Aim of the task:
Filter out every line below that lacks "your", and copy the rest.

(Dataset entries)
- - -

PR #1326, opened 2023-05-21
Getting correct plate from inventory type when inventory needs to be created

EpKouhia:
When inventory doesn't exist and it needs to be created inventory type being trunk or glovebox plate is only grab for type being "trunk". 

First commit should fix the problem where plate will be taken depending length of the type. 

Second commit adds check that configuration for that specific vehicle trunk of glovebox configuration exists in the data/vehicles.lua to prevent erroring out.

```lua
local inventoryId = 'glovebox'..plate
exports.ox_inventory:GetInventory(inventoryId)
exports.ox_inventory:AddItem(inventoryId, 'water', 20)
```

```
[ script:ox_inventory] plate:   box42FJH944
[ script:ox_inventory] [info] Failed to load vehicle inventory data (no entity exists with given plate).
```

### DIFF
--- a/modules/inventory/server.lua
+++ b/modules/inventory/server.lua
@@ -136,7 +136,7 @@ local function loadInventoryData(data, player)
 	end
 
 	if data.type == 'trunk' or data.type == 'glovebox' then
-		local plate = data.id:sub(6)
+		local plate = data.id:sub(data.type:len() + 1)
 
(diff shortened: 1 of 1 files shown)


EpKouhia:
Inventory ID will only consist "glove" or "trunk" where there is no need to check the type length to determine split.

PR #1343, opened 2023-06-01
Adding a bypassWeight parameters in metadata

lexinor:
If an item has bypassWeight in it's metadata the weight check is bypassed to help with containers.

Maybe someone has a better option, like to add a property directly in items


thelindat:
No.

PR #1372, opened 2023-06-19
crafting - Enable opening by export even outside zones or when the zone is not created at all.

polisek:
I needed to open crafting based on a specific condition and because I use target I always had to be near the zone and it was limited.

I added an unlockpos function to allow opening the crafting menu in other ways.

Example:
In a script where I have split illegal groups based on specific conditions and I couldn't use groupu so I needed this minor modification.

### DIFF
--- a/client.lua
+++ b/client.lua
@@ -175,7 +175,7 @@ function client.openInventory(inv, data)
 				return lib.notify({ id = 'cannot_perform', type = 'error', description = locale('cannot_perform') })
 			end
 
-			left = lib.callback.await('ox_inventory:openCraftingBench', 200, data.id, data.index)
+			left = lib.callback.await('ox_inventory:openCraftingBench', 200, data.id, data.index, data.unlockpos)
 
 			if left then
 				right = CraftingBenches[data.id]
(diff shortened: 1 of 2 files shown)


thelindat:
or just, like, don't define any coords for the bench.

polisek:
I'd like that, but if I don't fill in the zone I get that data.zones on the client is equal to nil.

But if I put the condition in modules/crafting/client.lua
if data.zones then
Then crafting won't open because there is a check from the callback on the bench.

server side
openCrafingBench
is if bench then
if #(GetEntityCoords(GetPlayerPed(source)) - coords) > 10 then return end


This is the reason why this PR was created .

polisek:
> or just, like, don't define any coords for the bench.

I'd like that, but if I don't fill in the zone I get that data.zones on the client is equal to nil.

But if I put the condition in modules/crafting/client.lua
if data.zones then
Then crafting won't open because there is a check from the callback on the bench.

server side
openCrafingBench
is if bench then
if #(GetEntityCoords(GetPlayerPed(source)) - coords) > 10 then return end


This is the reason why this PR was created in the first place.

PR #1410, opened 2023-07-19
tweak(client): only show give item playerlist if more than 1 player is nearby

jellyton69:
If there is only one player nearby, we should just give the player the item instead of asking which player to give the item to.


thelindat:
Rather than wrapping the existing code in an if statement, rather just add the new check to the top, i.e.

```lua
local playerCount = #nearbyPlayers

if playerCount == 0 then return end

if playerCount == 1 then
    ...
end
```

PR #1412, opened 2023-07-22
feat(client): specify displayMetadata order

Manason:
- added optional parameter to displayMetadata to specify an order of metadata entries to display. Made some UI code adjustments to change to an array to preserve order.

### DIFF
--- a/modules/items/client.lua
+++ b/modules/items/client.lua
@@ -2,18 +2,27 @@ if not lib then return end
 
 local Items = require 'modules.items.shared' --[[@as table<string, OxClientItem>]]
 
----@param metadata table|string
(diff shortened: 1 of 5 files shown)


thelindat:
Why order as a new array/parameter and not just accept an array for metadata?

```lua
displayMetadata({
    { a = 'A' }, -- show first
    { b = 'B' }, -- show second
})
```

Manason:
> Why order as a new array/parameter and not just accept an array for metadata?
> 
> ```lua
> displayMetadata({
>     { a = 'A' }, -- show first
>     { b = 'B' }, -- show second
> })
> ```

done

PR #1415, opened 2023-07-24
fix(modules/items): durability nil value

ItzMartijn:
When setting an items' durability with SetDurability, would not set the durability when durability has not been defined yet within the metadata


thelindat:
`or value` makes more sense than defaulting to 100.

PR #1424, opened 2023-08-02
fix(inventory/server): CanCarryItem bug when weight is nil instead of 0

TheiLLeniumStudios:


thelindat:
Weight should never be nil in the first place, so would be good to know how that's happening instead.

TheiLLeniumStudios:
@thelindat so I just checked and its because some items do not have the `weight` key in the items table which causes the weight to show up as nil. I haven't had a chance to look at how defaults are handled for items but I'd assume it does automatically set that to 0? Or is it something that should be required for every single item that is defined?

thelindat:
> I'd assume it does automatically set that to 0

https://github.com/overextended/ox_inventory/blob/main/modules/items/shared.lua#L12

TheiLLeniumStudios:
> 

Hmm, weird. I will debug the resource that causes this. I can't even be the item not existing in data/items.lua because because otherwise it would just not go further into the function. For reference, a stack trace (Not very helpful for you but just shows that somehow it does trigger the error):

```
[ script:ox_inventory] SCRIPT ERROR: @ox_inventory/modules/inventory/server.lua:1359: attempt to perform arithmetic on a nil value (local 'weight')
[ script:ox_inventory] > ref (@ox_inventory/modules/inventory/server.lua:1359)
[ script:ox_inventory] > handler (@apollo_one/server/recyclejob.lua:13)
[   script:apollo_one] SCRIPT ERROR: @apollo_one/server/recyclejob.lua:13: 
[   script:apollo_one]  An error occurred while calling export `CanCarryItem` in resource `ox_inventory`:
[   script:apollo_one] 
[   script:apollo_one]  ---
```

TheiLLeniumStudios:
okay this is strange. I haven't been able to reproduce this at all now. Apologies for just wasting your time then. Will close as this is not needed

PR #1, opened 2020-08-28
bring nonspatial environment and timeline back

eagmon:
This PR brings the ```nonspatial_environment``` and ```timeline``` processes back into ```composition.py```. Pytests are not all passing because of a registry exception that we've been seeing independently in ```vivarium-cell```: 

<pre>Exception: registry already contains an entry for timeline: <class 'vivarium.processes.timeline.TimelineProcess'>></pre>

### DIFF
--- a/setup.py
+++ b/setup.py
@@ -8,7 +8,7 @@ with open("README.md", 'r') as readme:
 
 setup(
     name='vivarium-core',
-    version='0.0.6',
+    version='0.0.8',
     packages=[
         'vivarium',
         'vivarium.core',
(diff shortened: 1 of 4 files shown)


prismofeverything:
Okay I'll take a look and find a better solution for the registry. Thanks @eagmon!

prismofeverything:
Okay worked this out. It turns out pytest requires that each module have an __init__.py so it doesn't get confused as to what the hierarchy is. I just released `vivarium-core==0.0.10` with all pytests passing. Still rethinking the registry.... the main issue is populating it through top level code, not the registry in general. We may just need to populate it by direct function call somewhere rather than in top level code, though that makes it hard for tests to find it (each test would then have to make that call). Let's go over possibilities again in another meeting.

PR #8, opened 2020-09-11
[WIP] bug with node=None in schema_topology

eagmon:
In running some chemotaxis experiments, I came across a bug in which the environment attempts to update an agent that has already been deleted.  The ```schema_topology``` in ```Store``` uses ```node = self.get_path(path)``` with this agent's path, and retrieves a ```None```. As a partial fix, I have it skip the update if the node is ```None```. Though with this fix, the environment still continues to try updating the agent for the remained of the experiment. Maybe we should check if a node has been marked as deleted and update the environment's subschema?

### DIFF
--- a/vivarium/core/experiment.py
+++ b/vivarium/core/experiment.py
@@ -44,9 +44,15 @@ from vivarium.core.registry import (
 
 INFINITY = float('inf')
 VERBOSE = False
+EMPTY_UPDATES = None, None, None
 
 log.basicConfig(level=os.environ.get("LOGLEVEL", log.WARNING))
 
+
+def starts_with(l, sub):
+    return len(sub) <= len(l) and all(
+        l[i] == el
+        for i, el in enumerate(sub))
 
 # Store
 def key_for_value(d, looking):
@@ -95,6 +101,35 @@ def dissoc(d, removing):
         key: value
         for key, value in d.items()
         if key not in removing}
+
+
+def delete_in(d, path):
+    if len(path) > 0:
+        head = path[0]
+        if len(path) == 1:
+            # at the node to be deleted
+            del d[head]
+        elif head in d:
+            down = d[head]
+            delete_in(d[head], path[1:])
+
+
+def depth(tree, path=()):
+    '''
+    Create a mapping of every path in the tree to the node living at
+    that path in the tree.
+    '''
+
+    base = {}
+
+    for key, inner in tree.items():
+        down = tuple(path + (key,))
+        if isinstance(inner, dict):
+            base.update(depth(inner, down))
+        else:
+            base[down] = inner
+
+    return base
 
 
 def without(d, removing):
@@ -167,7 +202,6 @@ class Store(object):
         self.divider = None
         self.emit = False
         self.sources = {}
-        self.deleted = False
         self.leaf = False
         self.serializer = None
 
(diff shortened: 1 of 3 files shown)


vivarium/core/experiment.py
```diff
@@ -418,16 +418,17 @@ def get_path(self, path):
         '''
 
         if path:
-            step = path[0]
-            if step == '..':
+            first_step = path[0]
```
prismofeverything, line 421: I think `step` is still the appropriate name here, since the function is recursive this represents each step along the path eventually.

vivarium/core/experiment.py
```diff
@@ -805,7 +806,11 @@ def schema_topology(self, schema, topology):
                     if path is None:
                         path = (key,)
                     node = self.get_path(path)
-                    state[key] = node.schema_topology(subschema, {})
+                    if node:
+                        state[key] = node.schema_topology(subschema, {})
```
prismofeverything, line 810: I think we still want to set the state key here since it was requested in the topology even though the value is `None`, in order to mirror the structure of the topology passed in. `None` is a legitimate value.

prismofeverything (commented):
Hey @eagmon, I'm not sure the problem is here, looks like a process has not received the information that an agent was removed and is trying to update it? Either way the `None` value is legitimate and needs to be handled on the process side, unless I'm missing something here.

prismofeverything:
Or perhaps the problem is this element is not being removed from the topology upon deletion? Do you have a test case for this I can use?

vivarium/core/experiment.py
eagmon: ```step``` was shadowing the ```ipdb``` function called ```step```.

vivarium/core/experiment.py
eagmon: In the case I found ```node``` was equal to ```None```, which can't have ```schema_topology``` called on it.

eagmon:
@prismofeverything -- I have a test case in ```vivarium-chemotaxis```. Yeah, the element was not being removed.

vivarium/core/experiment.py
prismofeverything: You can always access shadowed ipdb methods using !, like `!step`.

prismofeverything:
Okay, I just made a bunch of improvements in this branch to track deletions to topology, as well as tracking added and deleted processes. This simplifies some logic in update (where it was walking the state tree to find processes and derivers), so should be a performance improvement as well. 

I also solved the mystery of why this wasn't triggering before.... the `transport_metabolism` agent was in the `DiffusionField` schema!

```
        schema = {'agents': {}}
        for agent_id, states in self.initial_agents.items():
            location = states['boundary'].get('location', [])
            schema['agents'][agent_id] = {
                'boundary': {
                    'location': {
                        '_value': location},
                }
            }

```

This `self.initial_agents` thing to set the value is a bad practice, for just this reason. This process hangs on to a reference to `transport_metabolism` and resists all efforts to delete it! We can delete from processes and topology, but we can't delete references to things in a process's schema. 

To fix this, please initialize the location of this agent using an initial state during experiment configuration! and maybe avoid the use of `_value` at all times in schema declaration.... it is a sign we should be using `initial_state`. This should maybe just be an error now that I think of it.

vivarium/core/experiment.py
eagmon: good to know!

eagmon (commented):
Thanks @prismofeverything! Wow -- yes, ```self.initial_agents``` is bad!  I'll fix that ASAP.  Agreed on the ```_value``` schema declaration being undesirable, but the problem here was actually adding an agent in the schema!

- - -

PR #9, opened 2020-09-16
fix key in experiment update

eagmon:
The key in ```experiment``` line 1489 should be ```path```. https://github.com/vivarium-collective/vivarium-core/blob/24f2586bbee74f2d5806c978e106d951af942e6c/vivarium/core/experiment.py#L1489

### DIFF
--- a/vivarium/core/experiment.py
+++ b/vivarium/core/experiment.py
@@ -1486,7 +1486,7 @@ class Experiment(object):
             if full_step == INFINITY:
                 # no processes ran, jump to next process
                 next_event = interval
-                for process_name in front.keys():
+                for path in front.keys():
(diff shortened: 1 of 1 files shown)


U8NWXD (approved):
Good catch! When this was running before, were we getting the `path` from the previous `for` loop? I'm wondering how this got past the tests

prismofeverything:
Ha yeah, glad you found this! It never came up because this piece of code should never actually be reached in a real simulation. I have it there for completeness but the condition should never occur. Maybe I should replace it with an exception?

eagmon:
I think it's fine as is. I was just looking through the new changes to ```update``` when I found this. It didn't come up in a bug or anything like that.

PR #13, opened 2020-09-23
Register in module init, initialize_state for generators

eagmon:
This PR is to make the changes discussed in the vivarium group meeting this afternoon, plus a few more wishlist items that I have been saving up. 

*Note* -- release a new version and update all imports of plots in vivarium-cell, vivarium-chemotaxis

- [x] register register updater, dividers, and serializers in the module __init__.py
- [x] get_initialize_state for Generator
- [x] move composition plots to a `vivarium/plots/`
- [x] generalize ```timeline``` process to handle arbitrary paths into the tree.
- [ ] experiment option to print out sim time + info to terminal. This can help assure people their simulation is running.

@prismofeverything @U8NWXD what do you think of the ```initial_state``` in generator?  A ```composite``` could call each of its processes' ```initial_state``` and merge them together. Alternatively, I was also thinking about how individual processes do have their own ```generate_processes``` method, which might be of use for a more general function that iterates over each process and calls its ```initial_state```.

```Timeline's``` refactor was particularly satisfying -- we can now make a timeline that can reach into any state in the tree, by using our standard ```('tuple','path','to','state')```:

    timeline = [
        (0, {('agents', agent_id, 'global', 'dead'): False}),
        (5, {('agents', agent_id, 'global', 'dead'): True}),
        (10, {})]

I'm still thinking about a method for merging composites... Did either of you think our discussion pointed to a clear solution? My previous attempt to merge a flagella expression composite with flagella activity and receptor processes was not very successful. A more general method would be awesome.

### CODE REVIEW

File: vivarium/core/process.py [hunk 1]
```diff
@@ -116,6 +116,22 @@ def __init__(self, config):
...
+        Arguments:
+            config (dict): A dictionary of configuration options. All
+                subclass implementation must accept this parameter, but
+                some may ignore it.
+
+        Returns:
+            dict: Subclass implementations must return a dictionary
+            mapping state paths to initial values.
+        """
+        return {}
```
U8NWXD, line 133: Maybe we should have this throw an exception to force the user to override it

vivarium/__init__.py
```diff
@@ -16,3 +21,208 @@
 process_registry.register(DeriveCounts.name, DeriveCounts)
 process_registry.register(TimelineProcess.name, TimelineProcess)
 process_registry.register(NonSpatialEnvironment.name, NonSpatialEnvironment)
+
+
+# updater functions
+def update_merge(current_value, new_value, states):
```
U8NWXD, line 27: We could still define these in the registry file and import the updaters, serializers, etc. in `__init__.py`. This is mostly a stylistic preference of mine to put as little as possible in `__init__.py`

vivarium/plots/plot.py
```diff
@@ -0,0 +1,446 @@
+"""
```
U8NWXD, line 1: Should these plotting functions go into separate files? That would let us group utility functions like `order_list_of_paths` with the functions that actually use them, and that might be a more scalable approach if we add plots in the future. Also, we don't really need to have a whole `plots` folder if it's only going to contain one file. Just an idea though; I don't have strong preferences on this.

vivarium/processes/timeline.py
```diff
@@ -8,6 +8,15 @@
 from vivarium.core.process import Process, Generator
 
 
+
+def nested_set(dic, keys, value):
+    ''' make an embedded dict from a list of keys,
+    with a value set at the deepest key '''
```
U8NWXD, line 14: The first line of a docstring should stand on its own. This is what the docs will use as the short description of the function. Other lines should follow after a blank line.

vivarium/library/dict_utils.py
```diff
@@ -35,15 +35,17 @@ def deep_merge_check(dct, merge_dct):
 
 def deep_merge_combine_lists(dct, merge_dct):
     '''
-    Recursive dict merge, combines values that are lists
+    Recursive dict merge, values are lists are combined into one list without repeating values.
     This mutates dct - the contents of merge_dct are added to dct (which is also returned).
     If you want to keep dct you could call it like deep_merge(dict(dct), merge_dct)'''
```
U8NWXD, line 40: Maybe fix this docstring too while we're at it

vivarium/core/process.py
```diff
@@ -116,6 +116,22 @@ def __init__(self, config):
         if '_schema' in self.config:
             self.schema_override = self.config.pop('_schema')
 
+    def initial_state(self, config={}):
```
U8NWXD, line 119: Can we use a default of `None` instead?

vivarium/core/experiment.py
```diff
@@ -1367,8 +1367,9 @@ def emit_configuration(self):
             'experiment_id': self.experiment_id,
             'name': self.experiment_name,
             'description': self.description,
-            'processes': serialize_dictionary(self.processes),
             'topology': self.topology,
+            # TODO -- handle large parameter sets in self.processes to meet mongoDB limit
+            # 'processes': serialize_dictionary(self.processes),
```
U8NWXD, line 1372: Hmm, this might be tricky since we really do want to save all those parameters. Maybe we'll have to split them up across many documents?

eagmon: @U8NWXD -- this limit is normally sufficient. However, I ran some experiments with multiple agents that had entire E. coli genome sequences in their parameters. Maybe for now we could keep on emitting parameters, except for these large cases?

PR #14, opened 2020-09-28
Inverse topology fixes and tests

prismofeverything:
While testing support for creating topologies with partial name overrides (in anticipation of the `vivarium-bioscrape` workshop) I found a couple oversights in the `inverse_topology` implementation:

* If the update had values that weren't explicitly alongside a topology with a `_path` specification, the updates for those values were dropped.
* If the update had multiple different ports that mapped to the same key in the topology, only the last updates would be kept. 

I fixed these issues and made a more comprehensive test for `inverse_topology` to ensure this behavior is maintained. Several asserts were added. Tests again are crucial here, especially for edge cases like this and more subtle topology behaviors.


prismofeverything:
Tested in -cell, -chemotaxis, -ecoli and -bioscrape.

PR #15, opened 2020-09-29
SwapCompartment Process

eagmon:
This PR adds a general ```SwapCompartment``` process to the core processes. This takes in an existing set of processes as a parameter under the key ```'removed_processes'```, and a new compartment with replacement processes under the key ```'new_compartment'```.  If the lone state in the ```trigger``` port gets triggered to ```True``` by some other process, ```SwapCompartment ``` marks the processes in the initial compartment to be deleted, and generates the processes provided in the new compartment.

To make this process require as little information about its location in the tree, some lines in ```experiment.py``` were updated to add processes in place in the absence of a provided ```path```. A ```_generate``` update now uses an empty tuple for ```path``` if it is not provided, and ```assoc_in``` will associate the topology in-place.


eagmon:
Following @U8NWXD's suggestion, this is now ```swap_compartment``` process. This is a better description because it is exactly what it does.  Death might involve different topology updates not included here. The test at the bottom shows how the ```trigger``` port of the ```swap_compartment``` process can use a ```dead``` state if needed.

- - -

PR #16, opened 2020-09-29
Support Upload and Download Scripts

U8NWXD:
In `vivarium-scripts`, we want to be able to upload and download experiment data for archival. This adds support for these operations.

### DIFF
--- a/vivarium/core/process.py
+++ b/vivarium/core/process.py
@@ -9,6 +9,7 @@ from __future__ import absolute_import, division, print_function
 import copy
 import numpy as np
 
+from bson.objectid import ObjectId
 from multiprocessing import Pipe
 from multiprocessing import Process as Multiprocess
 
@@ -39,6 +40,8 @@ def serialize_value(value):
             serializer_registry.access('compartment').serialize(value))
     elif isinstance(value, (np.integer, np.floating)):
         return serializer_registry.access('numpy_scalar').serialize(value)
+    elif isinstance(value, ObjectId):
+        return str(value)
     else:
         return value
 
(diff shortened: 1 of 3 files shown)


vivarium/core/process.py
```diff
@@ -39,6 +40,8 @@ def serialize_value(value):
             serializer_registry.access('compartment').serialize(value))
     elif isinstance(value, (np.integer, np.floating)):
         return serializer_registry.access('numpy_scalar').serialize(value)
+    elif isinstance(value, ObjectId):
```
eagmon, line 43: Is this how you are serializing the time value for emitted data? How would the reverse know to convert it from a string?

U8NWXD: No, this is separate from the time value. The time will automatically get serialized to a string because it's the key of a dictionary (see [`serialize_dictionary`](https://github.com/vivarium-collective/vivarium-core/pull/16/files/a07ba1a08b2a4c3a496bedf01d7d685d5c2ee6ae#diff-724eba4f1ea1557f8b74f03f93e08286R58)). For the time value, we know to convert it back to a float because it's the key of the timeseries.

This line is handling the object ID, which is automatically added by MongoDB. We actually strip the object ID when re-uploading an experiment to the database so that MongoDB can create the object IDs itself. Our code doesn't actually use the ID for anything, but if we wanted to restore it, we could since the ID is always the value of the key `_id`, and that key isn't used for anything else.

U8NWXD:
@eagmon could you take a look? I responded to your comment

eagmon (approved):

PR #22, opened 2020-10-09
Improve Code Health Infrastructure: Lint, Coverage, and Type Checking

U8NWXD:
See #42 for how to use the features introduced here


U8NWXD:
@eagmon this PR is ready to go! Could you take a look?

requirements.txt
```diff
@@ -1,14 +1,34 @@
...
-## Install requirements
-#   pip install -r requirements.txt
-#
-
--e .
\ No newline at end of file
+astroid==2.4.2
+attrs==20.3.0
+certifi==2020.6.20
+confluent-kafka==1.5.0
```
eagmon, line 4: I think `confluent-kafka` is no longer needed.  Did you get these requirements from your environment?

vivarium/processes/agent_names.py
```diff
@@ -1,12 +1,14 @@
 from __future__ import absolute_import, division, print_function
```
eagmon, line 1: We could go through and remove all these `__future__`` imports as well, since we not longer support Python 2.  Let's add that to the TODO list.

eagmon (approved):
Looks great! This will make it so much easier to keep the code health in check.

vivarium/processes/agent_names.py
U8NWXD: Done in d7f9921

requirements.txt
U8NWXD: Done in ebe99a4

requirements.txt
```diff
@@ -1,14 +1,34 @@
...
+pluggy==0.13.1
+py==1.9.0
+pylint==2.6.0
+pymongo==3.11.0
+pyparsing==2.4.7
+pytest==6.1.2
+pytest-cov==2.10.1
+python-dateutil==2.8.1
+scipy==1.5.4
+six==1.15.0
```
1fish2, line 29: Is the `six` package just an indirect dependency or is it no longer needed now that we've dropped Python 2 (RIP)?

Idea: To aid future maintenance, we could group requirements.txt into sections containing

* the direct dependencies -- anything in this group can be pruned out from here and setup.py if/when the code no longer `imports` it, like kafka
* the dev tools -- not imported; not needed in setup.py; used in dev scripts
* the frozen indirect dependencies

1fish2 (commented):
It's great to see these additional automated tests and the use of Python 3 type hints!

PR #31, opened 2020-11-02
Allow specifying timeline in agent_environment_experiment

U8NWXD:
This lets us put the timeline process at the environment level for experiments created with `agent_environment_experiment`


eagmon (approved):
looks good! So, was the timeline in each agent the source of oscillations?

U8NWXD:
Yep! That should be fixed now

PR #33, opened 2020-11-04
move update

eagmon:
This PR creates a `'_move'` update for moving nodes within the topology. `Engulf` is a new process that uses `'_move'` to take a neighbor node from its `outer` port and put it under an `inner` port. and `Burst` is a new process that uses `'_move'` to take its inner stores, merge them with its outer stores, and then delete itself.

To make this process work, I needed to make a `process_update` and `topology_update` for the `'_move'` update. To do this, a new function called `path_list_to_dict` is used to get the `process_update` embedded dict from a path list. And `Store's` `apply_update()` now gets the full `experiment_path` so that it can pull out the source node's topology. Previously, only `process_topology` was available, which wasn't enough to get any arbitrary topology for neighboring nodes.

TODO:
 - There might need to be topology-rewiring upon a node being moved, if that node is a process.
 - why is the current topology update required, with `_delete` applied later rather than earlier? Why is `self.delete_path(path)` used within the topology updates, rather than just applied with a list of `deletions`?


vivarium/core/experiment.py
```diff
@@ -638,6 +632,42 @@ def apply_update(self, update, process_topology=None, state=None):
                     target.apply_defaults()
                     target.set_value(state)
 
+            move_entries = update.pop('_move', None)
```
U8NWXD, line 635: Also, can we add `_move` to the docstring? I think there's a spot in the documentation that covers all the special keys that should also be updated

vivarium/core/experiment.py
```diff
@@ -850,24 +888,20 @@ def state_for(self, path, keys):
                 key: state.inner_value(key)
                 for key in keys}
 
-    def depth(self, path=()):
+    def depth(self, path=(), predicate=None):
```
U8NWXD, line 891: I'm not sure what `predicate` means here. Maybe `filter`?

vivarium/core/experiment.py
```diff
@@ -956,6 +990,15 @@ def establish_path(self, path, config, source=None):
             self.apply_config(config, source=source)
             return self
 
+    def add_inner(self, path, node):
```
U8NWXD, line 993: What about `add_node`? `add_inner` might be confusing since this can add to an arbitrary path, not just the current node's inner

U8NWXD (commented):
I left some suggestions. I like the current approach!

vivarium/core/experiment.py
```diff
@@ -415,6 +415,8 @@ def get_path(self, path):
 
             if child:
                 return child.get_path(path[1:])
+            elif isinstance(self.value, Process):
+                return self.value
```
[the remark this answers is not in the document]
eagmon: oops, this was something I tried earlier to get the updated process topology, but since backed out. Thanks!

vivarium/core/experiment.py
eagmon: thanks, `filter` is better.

- - -

Result:
okay this is strange. I haven't been able to reproduce this at all now. Apologies for just wasting your time then. Will close as this is not needed
@eagmon could you take a look? I responded to your comment
eagmon, line 4: I think `confluent-kafka` is no longer needed.  Did you get these requirements from your environment?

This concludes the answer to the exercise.